Issue #1020, opened 2018-09-21
Make layering of extraDirectory configurable 


remmeier:
Files in the extra layer can be:
- quickly changing project resources 
- rather static project resources 
- third-party resources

AIM OF THE TASK: Please write out the entries exactly, keeping every line intact.

PROBLEM SOLUTION:
Issue #1020, opened 2018-09-21
Make layering of extraDirectory configurable 


remmeier:
Files in the extra layer can be:
- quickly changing project resources 
- rather static project resources 
- third-party resources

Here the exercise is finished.